— Work required —
Whenever a line below includes the word "with", copy that line.

Saved entries:
__________________________________________________

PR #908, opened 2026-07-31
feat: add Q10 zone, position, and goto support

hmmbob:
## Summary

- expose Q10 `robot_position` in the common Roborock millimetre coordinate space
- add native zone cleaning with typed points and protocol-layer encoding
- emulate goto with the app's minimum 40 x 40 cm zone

__________________________________________________

— Written solution —
- add native zone cleaning with typed points and protocol-layer encoding
- emulate goto with the app's minimum 40 x 40 cm zone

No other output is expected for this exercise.